Print the data again, exactly.

▸ **PROVIDED INFORMATION**:

-=-=-=-=-

PR #309, opened 2026-08-30
YouTube descriptions and a first comment after publish (YouTube + Instagram)

gynsus:
## Why

A YouTube Short published through TryPost gets its description built from the post text — which is also what the 100-character title cap was applied to, so any post longer than a tweet failed outright, and there was no way to give a Short the long, link-bearing description (5,000 chars, clickable URLs) that YouTube SEO actually runs on. The classic "link in the first comment" trick wasn't possible either.

## What changed

- **`meta.description` for YouTube** (≤ 5,000 chars, falls back to the post content): a dedicated panel in the editor's YouTube channel settings. The video title still comes from the post content's first line; the description is now its own field end to end.
- **The content cap follows the description limit, not the title's.** `maxContentLength` for YouTube was 100 — the *title* limit — so a 372-character post died with "content exceeds limit" even though it was only ever used as a description. It is now 5,000, and the title builder trims to 100 on its own.
- **`meta.first_comment`** for **YouTube** (`commentThreads.insert`, ≤ 10,000 but capped at 2,200 to share the field with Instagram) and **Instagram** (`/{media_id}/comments`; `instagram_manage_comments` joins the requested scopes — existing IG connections need one reconnect to pick it up). Posting the comment happens *after* the post is marked published, in a `FirstCommentPoster` that catches everything and only logs: a failed comment must never fail a published post.
- Both fields validate through `PostPlatformMetaRules`, so the web editor, the REST API, and MCP all accept and persist them (fields without a rule there get silently stripped by `validated()` — covered by the meta persistence tests).

## Testing

`YouTubePublisherTest`, `FirstCommentPosterTest`, `PostApiPlatformMetaTest`, `PostPlatformMetaToolTest`, and the platform cap test pass. Battle-tested live: Shorts published with long descriptions + first comments on YouTube, first comments on Instagram.


paulocastellano:
@gynsus it's ready for review?

gynsus:
@paulocastellano Yes, ready for review! The branch is rebased on v1.1.0 (also adapted the new repurpose caption tests to the raised YouTube description limit) and CI is fully green.

PR #311, opened 2026-08-30
Add VK (VKontakte) as a platform

gynsus:
## Why

VK (VKontakte) is the dominant social network for Russian-speaking audiences, and self-hosted TryPost users publishing there currently have to do it by hand. This PR adds VK as a full platform: connect, publish (text, photos, video), and analytics.

The connect flow is deliberately **token-based, not OAuth**. VK stopped granting the `wall` scope to newly registered OAuth apps years ago, so a stock "log in with VK" integration cannot post to walls at all. What still works, verified against the live API:

- a **community access token** (community → Manage → API usage → Access tokens) — `wall.post` with `owner_id=-<group>` + `from_group=1` is allowed for these regardless of the app type that issued them; this is the recommended path and the one the form suggests first;
- a **user access token** issued by a standalone app the user owns (`wall, photos, groups, video, offline` scopes) — needed for profile walls and for video upload, which VK only allows with user tokens.

## What changed

- `Platform::Vk` + `ContentType::VkPost` (16,000-char limit, VK's actual cap), lang strings for all 16 locales, platform tile/logo/theme.
- **Connect** (`VkController`): one token field for both token kinds. A community token is detected by a successful-but-empty `users.get` (the method accepts community tokens and just returns an empty list without `user_ids` — it does *not* error). Three live-API quirks shaped the flow:
  - VK has **no API to tell which community a token belongss to**, so for community tokens the form asks for the community address (`vk.com/club…`, screen name, or bare id — all normalized) and resolves it via `groups.getById`.
  - Ownership is then proven with `groups.getCallbackConfirmationCode`, which only answers for the token's own community. (`groups.getOnlineStatus` looked right for this but fails with "group messages is disabled" for communities that turned messages off.)
  - For user tokens, `users.get` + `groups.get(filter=admin,editor)` builds a picker of publishable walls (own profile + administered communities).
- **Publish** (`VkPublisher`): `wall.post` with attachments; photos via the three-step `getWallUploadServer → upload → saveWallPhoto` flow (images optimized first), video via `video.save` with `wallpost=0` so the video attaches to our post instead of auto-publishing. A failed single attachment is skipped with a log, not a sunk post. VK reports errors as HTTP 200 + `error` object; `VkPublishException` maps codes to the shared error categories (rate limit / permission / media format).
- **Analytics** (`VkAnalytics`): community member count on the account level; views/likes/reposts/comments per post via `wall.getById`. Handles both the v5.199 response shape (`response.groups[]` / `response.items[]`) and the older flat one.
- **Verification** (`ConnectionVerifier`): `users.get` for user tokens, `groups.getById` for community tokens (which `users.get` can't verify); VK error 5 is the confirmed-dead-token signal.

## Testing

- New suites: `VkControllerTest` (9 tests: both token kinds, community mismatch/unknown address, VK-side errors), `VkPublisherTest`, `VkAnalyticsTest`, `VkPublishExceptionTest`, plus `ConnectionVerifierTest` additions for both verify paths.
- Battle-tested on a self-hosted production instance: both token kinds connected, wall posts with photos published to two communities, analytics rendering member counts and per-post metrics.

## What only you can decide

Token-based connect is unusual for this codebase — every other platform is OAuth. We kept the UI to the same two-step popup pattern as LinkedIn's identity picker, but if you'd rather gate VK behind a `SELF_HOSTED`-style env flag until it settles, that's a small change on top.


paulocastellano:
@gynsus have you checked my last email?

gynsus:
@paulocastellano Sorry for the slow reply — just saw your email. To answer the question: **no login needed at all**, not in the mobile app and not on vk.com. The community access token I sent works headlessly: paste it into the Connect VK form, enter `vk.com/club241355339` on the second step, and publish — the token itself carries the posting rights for that community. A VK account/login only becomes relevant for the optional user-token path (profile walls + video upload). Rebased the branch onto current main a few days ago, so it's conflict-free and green.

PR #315, opened 2026-08-30
Configurable TikTok OAuth scopes for apps without the Display API

gynsus:
## The problem

TikTok no longer offers the **Display API** product to new apps. That product owns three of the six scopes the controller hardcodes — `user.info.profile`, `user.info.stats`, `video.list` — so a freshly registered TikTok app (Login Kit + Content Posting API is all you can add today) fails the consent screen with a bare `scope` error, and there is no way to connect TikTok at all on a new self-hosted install.

## The fix

Requested scopes come from config:

```
TIKTOK_SCOPES=user.info.basic,video.publish,video.upload
```

with the default unchanged (all six scopes), so existing installs are unaffected. The rest of the integration already degrades gracefully when the trimmed scopes are missing: analytics show nothing for a token without `user.info.stats`, and the username simply stays empty without `user.info.profile`.

## Testing

`TikTokControllerTest` passes. Verified live on a self-hosted install with a 2026-registered TikTok app: with the trimmed scope list the consent screen renders, the account connects, and Direct Post publishing works (to a private account until the app passes TikTok's audit, per their unaudited-client policy).


paulocastellano:
@gynsus make sense it be equal linkedin, i will add it.

paulocastellano:
@gynsus Nice one — thanks for sending this in. I just tightened a few things on top (env example, tests, and a stale comment), but the change itself is solid. Appreciate the suggestion.

PR #320, opened 2026-08-31
fix(facebook): use live post insight metrics and read Reels from `/video_insights`

maciejdzierzek:
Facebook posts currently return **no metrics**, for two independent reasons in Graph API v25. Companion to #319 (same problem class on Instagram).

### 1. Feed posts ask for retired metrics

`post_impressions` and `post_impressions_unique` were retired. A retired name does not get skipped — it fails the *whole* request, so the other metrics in the same call (`post_reactions_like_total`, `post_clicks`) never arrive either.

Current equivalents:

| retired | current |
| --- | --- |
| `post_impressions` | `post_media_view` |
| `post_impressions_unique` | `post_total_media_view_unique` |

-=-=-=-=-

▸ **ANSWER SPACE**:
PR #309, opened 2026-08-30
YouTube descriptions and a first comment after publish (YouTube + Instagram)

gynsus:
## Why

A YouTube Short published through TryPost gets its description built from the post text — which is also what the 100-character title cap was applied to, so any post longer than a tweet failed outright, and there was no way to give a Short the long, link-bearing description (5,000 chars, clickable URLs) that YouTube SEO actually runs on. The classic "link in the first comment" trick wasn't possible either.

## What changed

- **`meta.description` for YouTube** (≤ 5,000 chars, falls back to the post content): a dedicated panel in the editor's YouTube channel settings. The video title still comes from the post content's first line; the description is now its own field end to end.
- **The content cap follows the description limit, not the title's.** `maxContentLength` for YouTube was 100 — the *title* limit — so a 372-character post died with "content exceeds limit" even though it was only ever used as a description. It is now 5,000, and the title builder trims to 100 on its own.
- **`meta.first_comment`** for **YouTube** (`commentThreads.insert`, ≤ 10,000 but capped at 2,200 to share the field with Instagram) and **Instagram** (`/{media_id}/comments`; `instagram_manage_comments` joins the requested scopes — existing IG connections need one reconnect to pick it up). Posting the comment happens *after* the post is marked published, in a `FirstCommentPoster` that catches everything and only logs: a failed comment must never fail a published post.
- Both fields validate through `PostPlatformMetaRules`, so the web editor, the REST API, and MCP all accept and persist them (fields without a rule there get silently stripped by `validated()` — covered by the meta persistence tests).

## Testing

`YouTubePublisherTest`, `FirstCommentPosterTest`, `PostApiPlatformMetaTest`, `PostPlatformMetaToolTest`, and the platform cap test pass. Battle-tested live: Shorts published with long descriptions + first comments on YouTube, first comments on Instagram.


paulocastellano:
@gynsus it's ready for review?

gynsus:
@paulocastellano Yes, ready for review! The branch is rebased on v1.1.0 (also adapted the new repurpose caption tests to the raised YouTube description limit) and CI is fully green.

PR #311, opened 2026-08-30
Add VK (VKontakte) as a platform

gynsus:
## Why

VK (VKontakte) is the dominant social network for Russian-speaking audiences, and self-hosted TryPost users publishing there currently have to do it by hand. This PR adds VK as a full platform: connect, publish (text, photos, video), and analytics.

The connect flow is deliberately **token-based, not OAuth**. VK stopped granting the `wall` scope to newly registered OAuth apps years ago, so a stock "log in with VK" integration cannot post to walls at all. What still works, verified against the live API:

- a **community access token** (community → Manage → API usage → Access tokens) — `wall.post` with `owner_id=-<group>` + `from_group=1` is allowed for these regardless of the app type that issued them; this is the recommended path and the one the form suggests first;
- a **user access token** issued by a standalone app the user owns (`wall, photos, groups, video, offline` scopes) — needed for profile walls and for video upload, which VK only allows with user tokens.

## What changed

- `Platform::Vk` + `ContentType::VkPost` (16,000-char limit, VK's actual cap), lang strings for all 16 locales, platform tile/logo/theme.
- **Connect** (`VkController`): one token field for both token kinds. A community token is detected by a successful-but-empty `users.get` (the method accepts community tokens and just returns an empty list without `user_ids` — it does *not* error). Three live-API quirks shaped the flow:
  - VK has **no API to tell which community a token belongss to**, so for community tokens the form asks for the community address (`vk.com/club…`, screen name, or bare id — all normalized) and resolves it via `groups.getById`.
  - Ownership is then proven with `groups.getCallbackConfirmationCode`, which only answers for the token's own community. (`groups.getOnlineStatus` looked right for this but fails with "group messages is disabled" for communities that turned messages off.)
  - For user tokens, `users.get` + `groups.get(filter=admin,editor)` builds a picker of publishable walls (own profile + administered communities).
- **Publish** (`VkPublisher`): `wall.post` with attachments; photos via the three-step `getWallUploadServer → upload → saveWallPhoto` flow (images optimized first), video via `video.save` with `wallpost=0` so the video attaches to our post instead of auto-publishing. A failed single attachment is skipped with a log, not a sunk post. VK reports errors as HTTP 200 + `error` object; `VkPublishException` maps codes to the shared error categories (rate limit / permission / media format).
- **Analytics** (`VkAnalytics`): community member count on the account level; views/likes/reposts/comments per post via `wall.getById`. Handles both the v5.199 response shape (`response.groups[]` / `response.items[]`) and the older flat one.
- **Verification** (`ConnectionVerifier`): `users.get` for user tokens, `groups.getById` for community tokens (which `users.get` can't verify); VK error 5 is the confirmed-dead-token signal.

## Testing

- New suites: `VkControllerTest` (9 tests: both token kinds, community mismatch/unknown address, VK-side errors), `VkPublisherTest`, `VkAnalyticsTest`, `VkPublishExceptionTest`, plus `ConnectionVerifierTest` additions for both verify paths.
- Battle-tested on a self-hosted production instance: both token kinds connected, wall posts with photos published to two communities, analytics rendering member counts and per-post metrics.

## What only you can decide

Token-based connect is unusual for this codebase — every other platform is OAuth. We kept the UI to the same two-step popup pattern as LinkedIn's identity picker, but if you'd rather gate VK behind a `SELF_HOSTED`-style env flag until it settles, that's a small change on top.


paulocastellano:
@gynsus have you checked my last email?

gynsus:
@paulocastellano Sorry for the slow reply — just saw your email. To answer the question: **no login needed at all**, not in the mobile app and not on vk.com. The community access token I sent works headlessly: paste it into the Connect VK form, enter `vk.com/club241355339` on the second step, and publish — the token itself carries the posting rights for that community. A VK account/login only becomes relevant for the optional user-token path (profile walls + video upload). Rebased the branch onto current main a few days ago, so it's conflict-free and green.

PR #315, opened 2026-08-30
Configurable TikTok OAuth scopes for apps without the Display API

gynsus:
## The problem

TikTok no longer offers the **Display API** product to new apps. That product owns three of the six scopes the controller hardcodes — `user.info.profile`, `user.info.stats`, `video.list` — so a freshly registered TikTok app (Login Kit + Content Posting API is all you can add today) fails the consent screen with a bare `scope` error, and there is no way to connect TikTok at all on a new self-hosted install.

## The fix

Requested scopes come from config:

```
TIKTOK_SCOPES=user.info.basic,video.publish,video.upload
```

with the default unchanged (all six scopes), so existing installs are unaffected. The rest of the integration already degrades gracefully when the trimmed scopes are missing: analytics show nothing for a token without `user.info.stats`, and the username simply stays empty without `user.info.profile`.

## Testing

`TikTokControllerTest` passes. Verified live on a self-hosted install with a 2026-registered TikTok app: with the trimmed scope list the consent screen renders, the account connects, and Direct Post publishing works (to a private account until the app passes TikTok's audit, per their unaudited-client policy).


paulocastellano:
@gynsus make sense it be equal linkedin, i will add it.

paulocastellano:
@gynsus Nice one — thanks for sending this in. I just tightened a few things on top (env example, tests, and a stale comment), but the change itself is solid. Appreciate the suggestion.

PR #320, opened 2026-08-31
fix(facebook): use live post insight metrics and read Reels from `/video_insights`

maciejdzierzek:
Facebook posts currently return **no metrics**, for two independent reasons in Graph API v25. Companion to #319 (same problem class on Instagram).

### 1. Feed posts ask for retired metrics

`post_impressions` and `post_impressions_unique` were retired. A retired name does not get skipped — it fails the *whole* request, so the other metrics in the same call (`post_reactions_like_total`, `post_clicks`) never arrive either.

Current equivalents:

| retired | current |
| --- | --- |
| `post_impressions` | `post_media_view` |
| `post_impressions_unique` | `post_total_media_view_unique` |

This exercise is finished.